• [Your instructions]:
In the records below, find the line that contains "(Please delete options" and the line that contains "So on, it seems". Set down exactly those lines and every line between them, and nothing more.

• [Material shown]:

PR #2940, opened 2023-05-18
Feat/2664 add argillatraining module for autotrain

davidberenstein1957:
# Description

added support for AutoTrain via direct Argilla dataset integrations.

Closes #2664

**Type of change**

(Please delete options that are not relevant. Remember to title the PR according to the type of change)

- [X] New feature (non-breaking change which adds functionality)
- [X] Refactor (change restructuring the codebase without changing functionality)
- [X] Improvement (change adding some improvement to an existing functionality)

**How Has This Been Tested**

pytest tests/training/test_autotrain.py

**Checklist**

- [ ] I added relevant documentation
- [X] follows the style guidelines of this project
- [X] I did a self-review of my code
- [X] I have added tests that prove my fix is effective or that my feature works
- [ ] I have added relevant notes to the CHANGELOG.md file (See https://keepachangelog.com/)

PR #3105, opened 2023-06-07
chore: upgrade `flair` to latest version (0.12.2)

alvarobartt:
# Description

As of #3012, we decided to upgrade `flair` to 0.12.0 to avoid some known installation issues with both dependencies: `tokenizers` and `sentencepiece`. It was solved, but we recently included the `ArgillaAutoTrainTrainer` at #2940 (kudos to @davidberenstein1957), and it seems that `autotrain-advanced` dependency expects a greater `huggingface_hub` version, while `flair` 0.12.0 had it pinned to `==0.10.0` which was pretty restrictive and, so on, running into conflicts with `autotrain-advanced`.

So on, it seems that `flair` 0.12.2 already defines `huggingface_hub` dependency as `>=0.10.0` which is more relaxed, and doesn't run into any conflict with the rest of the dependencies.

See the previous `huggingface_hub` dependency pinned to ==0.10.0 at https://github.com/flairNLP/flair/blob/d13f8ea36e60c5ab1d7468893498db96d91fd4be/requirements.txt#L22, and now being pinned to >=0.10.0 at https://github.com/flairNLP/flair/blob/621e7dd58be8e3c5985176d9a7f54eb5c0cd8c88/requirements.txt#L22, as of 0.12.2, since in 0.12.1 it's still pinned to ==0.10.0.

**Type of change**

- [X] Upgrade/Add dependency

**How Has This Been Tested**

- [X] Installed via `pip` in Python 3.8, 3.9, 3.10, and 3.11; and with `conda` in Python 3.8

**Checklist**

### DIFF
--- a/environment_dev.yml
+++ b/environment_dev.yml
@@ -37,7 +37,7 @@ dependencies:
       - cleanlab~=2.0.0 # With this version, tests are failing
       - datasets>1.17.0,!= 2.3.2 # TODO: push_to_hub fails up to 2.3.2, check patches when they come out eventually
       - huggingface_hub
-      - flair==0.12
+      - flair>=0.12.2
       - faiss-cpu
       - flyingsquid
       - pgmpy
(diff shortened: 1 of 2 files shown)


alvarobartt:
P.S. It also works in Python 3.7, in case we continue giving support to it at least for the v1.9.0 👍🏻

...

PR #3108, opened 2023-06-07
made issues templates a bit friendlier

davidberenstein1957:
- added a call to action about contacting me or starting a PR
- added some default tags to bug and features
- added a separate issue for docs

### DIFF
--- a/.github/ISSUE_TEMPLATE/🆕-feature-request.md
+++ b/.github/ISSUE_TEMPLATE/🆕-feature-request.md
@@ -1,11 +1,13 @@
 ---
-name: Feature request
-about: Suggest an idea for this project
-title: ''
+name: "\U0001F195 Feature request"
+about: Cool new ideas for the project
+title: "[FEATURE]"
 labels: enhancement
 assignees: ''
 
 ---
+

• [Expected output]:
(Please delete options that are not relevant. Remember to title the PR according to the type of change)

- [X] New feature (non-breaking change which adds functionality)
- [X] Refactor (change restructuring the codebase without changing functionality)
- [X] Improvement (change adding some improvement to an existing functionality)

**How Has This Been Tested**

pytest tests/training/test_autotrain.py

**Checklist**

- [ ] I added relevant documentation
- [X] follows the style guidelines of this project
- [X] I did a self-review of my code
- [X] I have added tests that prove my fix is effective or that my feature works
- [ ] I have added relevant notes to the CHANGELOG.md file (See https://keepachangelog.com/)

PR #3105, opened 2023-06-07
chore: upgrade `flair` to latest version (0.12.2)

alvarobartt:
# Description

As of #3012, we decided to upgrade `flair` to 0.12.0 to avoid some known installation issues with both dependencies: `tokenizers` and `sentencepiece`. It was solved, but we recently included the `ArgillaAutoTrainTrainer` at #2940 (kudos to @davidberenstein1957), and it seems that `autotrain-advanced` dependency expects a greater `huggingface_hub` version, while `flair` 0.12.0 had it pinned to `==0.10.0` which was pretty restrictive and, so on, running into conflicts with `autotrain-advanced`.

So on, it seems that `flair` 0.12.2 already defines `huggingface_hub` dependency as `>=0.10.0` which is more relaxed, and doesn't run into any conflict with the rest of the dependencies.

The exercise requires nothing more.